What you should do:
Provide the material again, with every line intact and exact.
=== Section Start ===
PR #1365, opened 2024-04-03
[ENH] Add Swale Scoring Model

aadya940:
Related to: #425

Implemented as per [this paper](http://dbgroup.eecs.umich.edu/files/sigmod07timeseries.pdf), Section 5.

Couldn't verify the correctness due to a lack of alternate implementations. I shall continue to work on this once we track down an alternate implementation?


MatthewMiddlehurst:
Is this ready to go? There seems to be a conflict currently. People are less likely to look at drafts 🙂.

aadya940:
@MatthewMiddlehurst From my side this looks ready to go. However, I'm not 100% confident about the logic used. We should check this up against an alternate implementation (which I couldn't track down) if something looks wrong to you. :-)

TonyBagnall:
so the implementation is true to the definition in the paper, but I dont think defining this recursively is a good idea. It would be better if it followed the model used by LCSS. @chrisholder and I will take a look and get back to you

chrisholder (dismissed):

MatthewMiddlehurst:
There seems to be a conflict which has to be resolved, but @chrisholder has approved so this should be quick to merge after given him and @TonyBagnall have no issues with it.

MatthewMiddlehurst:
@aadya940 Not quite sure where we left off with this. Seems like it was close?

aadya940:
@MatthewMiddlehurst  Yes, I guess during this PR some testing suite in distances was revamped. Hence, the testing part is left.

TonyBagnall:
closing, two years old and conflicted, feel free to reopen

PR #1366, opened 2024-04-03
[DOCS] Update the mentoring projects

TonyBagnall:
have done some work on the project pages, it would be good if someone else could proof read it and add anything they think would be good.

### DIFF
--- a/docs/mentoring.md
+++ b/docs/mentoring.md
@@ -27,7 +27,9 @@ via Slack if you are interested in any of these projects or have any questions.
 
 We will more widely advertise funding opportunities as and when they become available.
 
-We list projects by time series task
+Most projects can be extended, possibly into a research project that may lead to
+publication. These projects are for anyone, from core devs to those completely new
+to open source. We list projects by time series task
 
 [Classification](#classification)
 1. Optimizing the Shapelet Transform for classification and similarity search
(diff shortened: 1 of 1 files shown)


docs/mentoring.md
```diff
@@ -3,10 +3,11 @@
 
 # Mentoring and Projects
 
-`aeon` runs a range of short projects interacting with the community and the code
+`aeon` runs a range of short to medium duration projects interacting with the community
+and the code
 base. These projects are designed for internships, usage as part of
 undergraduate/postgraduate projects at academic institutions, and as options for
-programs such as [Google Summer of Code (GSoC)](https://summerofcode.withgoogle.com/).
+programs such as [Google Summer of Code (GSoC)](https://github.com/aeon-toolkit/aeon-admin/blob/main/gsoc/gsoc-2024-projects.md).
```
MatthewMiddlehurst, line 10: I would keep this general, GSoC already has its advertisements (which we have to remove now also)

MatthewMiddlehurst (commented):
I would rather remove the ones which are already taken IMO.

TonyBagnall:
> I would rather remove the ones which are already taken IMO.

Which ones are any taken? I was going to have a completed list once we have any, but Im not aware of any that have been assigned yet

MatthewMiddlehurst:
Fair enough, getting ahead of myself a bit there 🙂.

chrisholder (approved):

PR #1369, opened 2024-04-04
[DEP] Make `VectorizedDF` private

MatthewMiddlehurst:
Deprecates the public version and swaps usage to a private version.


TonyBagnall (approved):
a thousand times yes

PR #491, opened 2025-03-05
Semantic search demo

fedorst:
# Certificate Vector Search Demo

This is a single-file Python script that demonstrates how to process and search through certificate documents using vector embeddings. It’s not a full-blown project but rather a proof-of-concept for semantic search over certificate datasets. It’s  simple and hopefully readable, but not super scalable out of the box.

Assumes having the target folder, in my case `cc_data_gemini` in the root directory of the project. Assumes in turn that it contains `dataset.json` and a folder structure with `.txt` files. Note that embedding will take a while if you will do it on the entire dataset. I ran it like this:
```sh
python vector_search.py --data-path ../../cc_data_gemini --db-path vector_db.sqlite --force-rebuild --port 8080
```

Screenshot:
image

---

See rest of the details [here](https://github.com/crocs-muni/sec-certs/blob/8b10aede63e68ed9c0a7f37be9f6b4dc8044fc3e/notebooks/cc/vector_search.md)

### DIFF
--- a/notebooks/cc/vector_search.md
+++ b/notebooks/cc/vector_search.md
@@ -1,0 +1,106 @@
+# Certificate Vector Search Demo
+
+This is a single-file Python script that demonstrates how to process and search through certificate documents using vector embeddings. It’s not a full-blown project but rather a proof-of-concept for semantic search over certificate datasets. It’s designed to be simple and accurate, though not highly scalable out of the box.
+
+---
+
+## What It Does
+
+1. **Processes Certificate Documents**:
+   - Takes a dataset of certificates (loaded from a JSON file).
=== Section End ===
Your solution:
PR #1365, opened 2024-04-03
[ENH] Add Swale Scoring Model

aadya940:
Related to: #425

Implemented as per [this paper](http://dbgroup.eecs.umich.edu/files/sigmod07timeseries.pdf), Section 5.

Couldn't verify the correctness due to a lack of alternate implementations. I shall continue to work on this once we track down an alternate implementation?


MatthewMiddlehurst:
Is this ready to go? There seems to be a conflict currently. People are less likely to look at drafts 🙂.

aadya940:
@MatthewMiddlehurst From my side this looks ready to go. However, I'm not 100% confident about the logic used. We should check this up against an alternate implementation (which I couldn't track down) if something looks wrong to you. :-)

TonyBagnall:
so the implementation is true to the definition in the paper, but I dont think defining this recursively is a good idea. It would be better if it followed the model used by LCSS. @chrisholder and I will take a look and get back to you

chrisholder (dismissed):

MatthewMiddlehurst:
There seems to be a conflict which has to be resolved, but @chrisholder has approved so this should be quick to merge after given him and @TonyBagnall have no issues with it.

MatthewMiddlehurst:
@aadya940 Not quite sure where we left off with this. Seems like it was close?

aadya940:
@MatthewMiddlehurst  Yes, I guess during this PR some testing suite in distances was revamped. Hence, the testing part is left.

TonyBagnall:
closing, two years old and conflicted, feel free to reopen

PR #1366, opened 2024-04-03
[DOCS] Update the mentoring projects

TonyBagnall:
have done some work on the project pages, it would be good if someone else could proof read it and add anything they think would be good.

### DIFF
--- a/docs/mentoring.md
+++ b/docs/mentoring.md
@@ -27,7 +27,9 @@ via Slack if you are interested in any of these projects or have any questions.
 
 We will more widely advertise funding opportunities as and when they become available.
 
-We list projects by time series task
+Most projects can be extended, possibly into a research project that may lead to
+publication. These projects are for anyone, from core devs to those completely new
+to open source. We list projects by time series task
 
 [Classification](#classification)
 1. Optimizing the Shapelet Transform for classification and similarity search
(diff shortened: 1 of 1 files shown)


docs/mentoring.md
```diff
@@ -3,10 +3,11 @@
 
 # Mentoring and Projects
 
-`aeon` runs a range of short projects interacting with the community and the code
+`aeon` runs a range of short to medium duration projects interacting with the community
+and the code
 base. These projects are designed for internships, usage as part of
 undergraduate/postgraduate projects at academic institutions, and as options for
-programs such as [Google Summer of Code (GSoC)](https://summerofcode.withgoogle.com/).
+programs such as [Google Summer of Code (GSoC)](https://github.com/aeon-toolkit/aeon-admin/blob/main/gsoc/gsoc-2024-projects.md).
```
MatthewMiddlehurst, line 10: I would keep this general, GSoC already has its advertisements (which we have to remove now also)

MatthewMiddlehurst (commented):
I would rather remove the ones which are already taken IMO.

TonyBagnall:
> I would rather remove the ones which are already taken IMO.

Which ones are any taken? I was going to have a completed list once we have any, but Im not aware of any that have been assigned yet

MatthewMiddlehurst:
Fair enough, getting ahead of myself a bit there 🙂.

chrisholder (approved):

PR #1369, opened 2024-04-04
[DEP] Make `VectorizedDF` private

MatthewMiddlehurst:
Deprecates the public version and swaps usage to a private version.


TonyBagnall (approved):
a thousand times yes

PR #491, opened 2025-03-05
Semantic search demo

fedorst:
# Certificate Vector Search Demo

This is a single-file Python script that demonstrates how to process and search through certificate documents using vector embeddings. It’s not a full-blown project but rather a proof-of-concept for semantic search over certificate datasets. It’s  simple and hopefully readable, but not super scalable out of the box.

Assumes having the target folder, in my case `cc_data_gemini` in the root directory of the project. Assumes in turn that it contains `dataset.json` and a folder structure with `.txt` files. Note that embedding will take a while if you will do it on the entire dataset. I ran it like this:
```sh
python vector_search.py --data-path ../../cc_data_gemini --db-path vector_db.sqlite --force-rebuild --port 8080
```

Screenshot:
image

---

See rest of the details [here](https://github.com/crocs-muni/sec-certs/blob/8b10aede63e68ed9c0a7f37be9f6b4dc8044fc3e/notebooks/cc/vector_search.md)

### DIFF
--- a/notebooks/cc/vector_search.md
+++ b/notebooks/cc/vector_search.md
@@ -1,0 +1,106 @@
+# Certificate Vector Search Demo
+
+This is a single-file Python script that demonstrates how to process and search through certificate documents using vector embeddings. It’s not a full-blown project but rather a proof-of-concept for semantic search over certificate datasets. It’s designed to be simple and accurate, though not highly scalable out of the box.
+
+---
+
+## What It Does
+
+1. **Processes Certificate Documents**:
+   - Takes a dataset of certificates (loaded from a JSON file).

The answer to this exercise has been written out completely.